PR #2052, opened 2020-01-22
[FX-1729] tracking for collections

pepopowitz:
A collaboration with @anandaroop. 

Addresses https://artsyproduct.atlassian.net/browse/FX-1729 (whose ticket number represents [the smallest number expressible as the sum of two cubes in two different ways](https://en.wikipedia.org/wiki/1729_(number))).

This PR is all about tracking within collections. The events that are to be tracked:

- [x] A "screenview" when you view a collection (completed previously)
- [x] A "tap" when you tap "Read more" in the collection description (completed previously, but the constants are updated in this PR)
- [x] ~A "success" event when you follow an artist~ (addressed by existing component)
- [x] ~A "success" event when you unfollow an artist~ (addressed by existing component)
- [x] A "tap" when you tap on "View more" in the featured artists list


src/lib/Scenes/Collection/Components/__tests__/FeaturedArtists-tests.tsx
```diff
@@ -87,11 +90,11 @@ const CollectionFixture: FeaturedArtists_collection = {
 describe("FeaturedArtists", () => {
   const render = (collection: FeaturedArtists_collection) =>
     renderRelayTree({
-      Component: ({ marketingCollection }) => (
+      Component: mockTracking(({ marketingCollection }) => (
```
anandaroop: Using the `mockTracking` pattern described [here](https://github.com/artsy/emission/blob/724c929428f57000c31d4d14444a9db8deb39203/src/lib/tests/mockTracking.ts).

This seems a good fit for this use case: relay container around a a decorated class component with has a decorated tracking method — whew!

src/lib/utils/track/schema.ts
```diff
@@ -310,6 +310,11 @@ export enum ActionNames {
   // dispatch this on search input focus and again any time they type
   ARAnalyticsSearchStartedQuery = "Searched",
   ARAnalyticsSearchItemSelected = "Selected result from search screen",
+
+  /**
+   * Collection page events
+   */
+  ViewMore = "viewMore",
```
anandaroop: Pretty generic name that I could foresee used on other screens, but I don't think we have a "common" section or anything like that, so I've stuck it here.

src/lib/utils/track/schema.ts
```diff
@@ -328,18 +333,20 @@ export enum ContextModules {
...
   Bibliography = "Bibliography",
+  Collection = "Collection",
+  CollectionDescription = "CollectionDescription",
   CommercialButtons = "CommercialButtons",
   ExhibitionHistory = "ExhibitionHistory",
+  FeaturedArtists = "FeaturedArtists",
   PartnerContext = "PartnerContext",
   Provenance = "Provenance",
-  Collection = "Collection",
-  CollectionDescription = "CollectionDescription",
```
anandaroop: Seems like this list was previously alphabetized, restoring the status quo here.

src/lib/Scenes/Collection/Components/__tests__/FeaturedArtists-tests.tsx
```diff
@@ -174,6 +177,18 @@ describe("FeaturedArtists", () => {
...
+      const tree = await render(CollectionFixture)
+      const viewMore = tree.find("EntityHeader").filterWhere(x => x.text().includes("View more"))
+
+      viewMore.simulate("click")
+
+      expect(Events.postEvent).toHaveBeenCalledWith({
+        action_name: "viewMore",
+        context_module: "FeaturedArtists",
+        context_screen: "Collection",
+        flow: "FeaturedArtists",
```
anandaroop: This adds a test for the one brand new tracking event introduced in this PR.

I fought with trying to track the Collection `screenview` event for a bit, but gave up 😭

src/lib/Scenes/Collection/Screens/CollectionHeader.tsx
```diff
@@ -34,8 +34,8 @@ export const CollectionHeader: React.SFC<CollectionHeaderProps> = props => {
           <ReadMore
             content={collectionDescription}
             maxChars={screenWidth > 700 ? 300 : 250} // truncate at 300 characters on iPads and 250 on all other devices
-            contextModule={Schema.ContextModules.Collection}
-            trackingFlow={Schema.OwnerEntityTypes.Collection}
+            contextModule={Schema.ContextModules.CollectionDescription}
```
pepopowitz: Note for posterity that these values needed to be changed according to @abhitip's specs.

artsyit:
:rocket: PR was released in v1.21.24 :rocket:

* _Work to complete_: Report each line above that includes the string "viewMore".

* _Solved problem_:
+  ViewMore = "viewMore",
+      const viewMore = tree.find("EntityHeader").filterWhere(x => x.text().includes("View more"))
+      viewMore.simulate("click")
+        action_name: "viewMore",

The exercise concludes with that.